Es versteht sich von selbst, dass im Rahmen der vorliegenden Besprechung nicht alle Aspekte in Tamar Herzigs überaus inhaltsreichen Studie angeführt werden können. Wir beschränken uns deshalb auf den Herausgeber der Flugschrift, Heinrich Institoris, der sich in dem von ihm vorbereiteten Text übrigens nie direkt, d. h. namentlich, zu erkennen gibt, sondern bloss indirekt, über einen auf der letzten Seite der Flugschrift mitgedruckten Holzschnitt. Dieser enthält nebst dem Wappen Papst Alexanders VI. auch dasjenige des päpstlichen Gesandten in Mähren, eben Institoris (Abb. 1, 282). Die meisten Untersuchungen zu Institoris beschäftigen sich mit dessen Leben und Wirken bis zum Erscheinen des Hexenhammers (Erstdruck wohl Ende 1486). Über den späteren Wer-degang des Hexenhammer-Autors ist ungleich weniger bekannt, so dass Tamar Herzigs Arbeit hier ein wichtiges Forschungsfeld öffnet. In ihrem Buch zeichnet sie Institoris’ ganzen Lebensweg, soweit z. Z. bekannt, nach und ruft in Erinnerung, dass der Malleus Maleficarum eben nur ein (wenn auch das bekannteste) Werk des Schlettstädter Dominikaners war.

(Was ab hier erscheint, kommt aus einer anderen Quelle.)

PR #1345, opened 2025-05-05
5.x Release dates

andrewnicols:
This changset also adds the ability to hide dates so that we can have them in the calendar but not visible just yet.

### DIFF
--- a/data/versions.json
+++ b/data/versions.json
@@ -2,6 +2,40 @@
     "$schema": "../static/schema/versions.json",
     "versions": [
         {
+            "name": "5.3",
+            "releaseDate": "5 October 2026",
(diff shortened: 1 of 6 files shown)


abgreeve:
Hi Andrew, 
All of the dates for the releases look accurate. Updating the security date for 5.1 should probably have a wider conversation and separate issue. 

I haven't done a pull request for docs in ages and this says there is a conflict with versions.json. Can you let me know if / when this is okay to merge?

abgreeve (approved):
Comment already made.

andrewnicols:
Should be good to merge. No conflicts (andi t was able to self-rebase). You shoudl be able to just select "Merge when ready"

PR #1348, opened 2025-05-07
Update 4.5.md bumping MySQL version

leonstr:
It looks like Moodle won't install with MySQL 8.0.0 because `role` was a reserved word, and is used by `mdl_course_completion_criteria.role`.

This restriction was removed in MySQL 8.0.1.

See https://dev.mysql.com/doc/mysqld-version-reference/en/keywords-8-0.html#keywords-8-0-detailed-R and https://moodle.org/mod/forum/discuss.php?d=467863 for more details.

### DIFF
--- a/general/releases/4.5.md
+++ b/general/releases/4.5.md
@@ -31,7 +31,7 @@ Moodle supports the following database servers. Again, version numbers are just 
 | Database | Minimum version | Recommended |
 | --- | --- | --- |
 | [PostgreSQL](http://www.postgresql.org/) | 13 (increased since Moodle 4.1) | Latest |
-| [MySQL](http://www.mysql.com/) | 8.0 (increased since Moodle 4.1) | Latest |
+| [MySQL](http://www.mysql.com/) | 8.0.1 (increased since Moodle 4.1) | Latest |
 | [MariaDB](https://mariadb.org/) | 10.6.7 (increased since Moodle 4.1) | Latest |
 | [Microsoft SQL Server](http://www.microsoft.com/en-us/server-cloud/products/sql-server/) | 2017 | Latest |
 | [Oracle Database](http://www.oracle.com/us/products/database/overview/index.html) | 19c (increased since Moodle 4.3) | Latest |


andrewnicols:
Hi @leonstr ,

Thanks for raising this. This documentation matches the information held within Moodle in the `admin/environment.xml` file. If this is a necessary change to the requirements then it _must_ be in Moodle too.

It is worth noting that MySQL 8.0.1 was released in 2016 and is not supported. I would not expect anyone to be trying to install Moodle with 8.0.0 anyway.

leonstr:
@andrewnicols _… and is not supported. I would not expect anyone to be trying to install Moodle with 8.0.0_ – The documentation and `environment.xml` indicate that 8.0.0 is supported by Moodle and, as the forum link shows, assuming no one will be using this isn't valid.

I've opened [MDL-85485 Require MySQL 8.0.1 in environment.xml for Moodle 4.5](https://tracker.moodle.org/browse/MDL-85485) for consideration.

leonstr:
_I would not expect anyone to be trying to install Moodle with 8.0.0 anyway_ and _No-one installing a new Moodle site on the minimum version of a dependency._ – I don't mind that there's resistance to changing this, but you keep assuming this could never really occur when it literally did a week ago.

scara:
Hi @leonstr,
for your consideration: the first GA is [`8.0.11`](https://dev.mysql.com/doc/relnotes/mysql/8.0/en/news-8-0-11.html) while [`8.0.1`](https://dev.mysql.com/doc/relnotes/mysql/8.0/en/news-8-0-1.html) was still a dev one, though with that feature already available.

HTH,
Matteo

leonstr:
My point with this change is that the current text showing 8.0 as the minimum MySQL version implies that Moodle will work if one somehow has MySQL 8.0.0 whereas actually it does not work. And this specific issue has somehow arisen in the real world, so IMO consequently we should make this avoidable by including 8.0.1 as the minimum in the documentation and environment check. Why check the environment meets the requirements to run a Moodle version if we don't exclude a component version known not to work?

mickhawkins:
Hi all,

Thanks for the discussions and efforts thus far. Further to my comment on [MDL-85485](https://moodle.atlassian.net/browse/MDL-85485), I'm going to close this pull request, however I've added an alternative [pull request](https://github.com/moodle/devdocs/pull/1383) to add relevant information to the 4.5 MySQL requirements.

PR #1351, opened 2025-05-12
[docs] Provide full example for Forms API

fapdash:
- provide full example including `<?php` tag when providing an example file. If an example references a filename the code block should contain a complete example of this file.
- specify namespace according to the automatic class loading rules
- add backslash to `moodleform` for namespaced reference (`use moodleform` would also be fine)

---

Not sure if `use moodleform` is preferred to `extends \moodleform`. The [style guide](https://moodledev.io/general/development/policies/codingstyle#further-notes) seems to say that both variants are fine?


andrewnicols (approved):
Thanks for addressing this. I've backported these changes to stables.

PR #1354, opened 2025-05-16
Fix typo

davosmith:
There is a clear typo - the description indicates this is meant to read 'showDropZone' not 'hideDropZone' (which is documented immediately below).


ferranrecio (approved):
Thanks for submitting this fix. I will merge now.

PR #1360, opened 2025-05-23
Update moodleorg.md unlinked hidden courses

tallthom:
Korean, India, and Svenska


wildgirl (approved):
Thanks Thom for taking care of these updates.

PR #1373, opened 2025-06-12
[docs] Further clarify final deprecation procedure

ziegenberg:
If the method or function has a typed return, it needs to return accordingly, otherwise no return is required.

See [this comment](https://tracker.moodle.org/browse/MDL-78375?focusedId=1163095&page=com.atlassian.jira.plugin.system.issuetabpanels%3Acomment-tabpanel#comment-1163095) for reference.


ferranrecio (approved):
Seems a good change

PR #1376, opened 2025-06-17
[repo] Fix all tracker links to point to atlassian

andrewnicols:
Fixes ICT-5400


abgreeve (approved):
The changes here look correct to me. Andrew and I discussed some release links that are broken but will be fixed in a different issue.

PR #1377, opened 2025-06-17
[docs] Update list of issues in releases

andrewnicols:
ICT-5400 part 2


abgreeve (approved):
Thanks Andrew,
This brings us inline with our current way of displaying resolved issues for versions.

PR #1383, opened 2025-06-23
[docs] Add additional info to MySQL required version

mickhawkins:
This addresses the concerns of [MDL-85485](https://moodle.atlassian.net/browse/MDL-85485) without requiring a code change, by documenting the known reserved word issue with MySQL 8.0.0.

[MDL-85485]: https://moodle.atlassian.net/browse/MDL-85485?atlOrigin=eyJpIjoiNWRkNTljNzYxNjVmNDY3MDlhMDU5Y2ZhYzA5YTRkZjUiLCJwIjoiZ2l0aHViLWNvbS1KU1cifQ

### DIFF
--- a/general/releases/4.4.md
+++ b/general/releases/4.4.md
@@ -42,6 +42,14 @@ Since Moodle 4.3, the maximum length for the database prefix (`$CFG->prefix`) is
 
 :::
 
+:::danger Important
+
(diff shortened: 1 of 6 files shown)


andrewnicols (approved):
Personally I think this is just common sense. We really shouldn't need to document this kind of thing. Do NOT use development versions of things in production.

Seinen letzten Lebensabschnitt verbrachte Letzterer in Mähren, wo er gegen die Böhmischen Brüder vorging und wo er um 1505 auch verstarb. Zuvor aber hatte er, der sich im Laufe seines Lebens des öfteren in Rom aufhielt, auf der Rückreise aus der Ewigen Stadt in Ferrara Halt gemacht, wo es am 2. März 1500 zu einer persönlichen Begegnung mit Lucia Brocadelli kam. Der Dominikaner war tief beeindruckt, zumal er – wie er 1501 notierte – Brocadellis Stigmata mit eigenen Augen sah und sie nach eigenem Bekunden auch küsste. Wie verhält sich nun aber Institoris’ Einsatz für die «lebenden Heiligen» mit der Misogynie, die dem Verfasser des Hexenhammers nachgesagt wird? Letztlich handelt es sich wohl um zwei Seiten derselben Medaille, wie Tamar Herzig festhält: «In his Malleus [...], Institoris already affirmed that women are more prone to the influence of disembodied spirits than are men. However, he noted that not all the impressions that women received or retained had a diabolic origin, and that women who used their greater impression-ability for commendable purposes could become very good. This is the very assumption that underlies Institoris’ eulogy of women’s spirituality [...]. As members of the female sex – deprived as they are of the capability to critically evaluate the images that influence their minds – women can reach a perfect degree of imitatio Christi» (128).

Mit Christ Transformed Into A Virgin Woman legt Tamar Herzig ein höchst anregendes Buch vor, das eine komplexe historische Gemengelage analysiert, in der nebst den bereits gestreiften Motiven noch zahlreiche weitere angesprochen werden könnten. In diesem Dickicht dient die vorliegende Studie als übersichtlicher, informativer und gut lesbarer Führer.

Zitierweise:
Georg Modestin: Rezension zu: Tamar Herzig, Christ Transformed Into A Virgin Woman. Lucia Brocadelli, Heinrich Institoris, And The Defense Of The Faith. With the text of ‹Stigmifere virginis Lucie de Narnia aliarumque spiritualium personarum feminei sexus facta admiracione digna› (= Temi e Testi, Scritture nel Chiostro 114), Rom, Edizioni di Storia e Letteratura, 2013. Zuerst erschienen in: Schweizerische Zeitschrift für Religions- und Kulturgeschichte, Vol. 109, 2015, S. 400-402.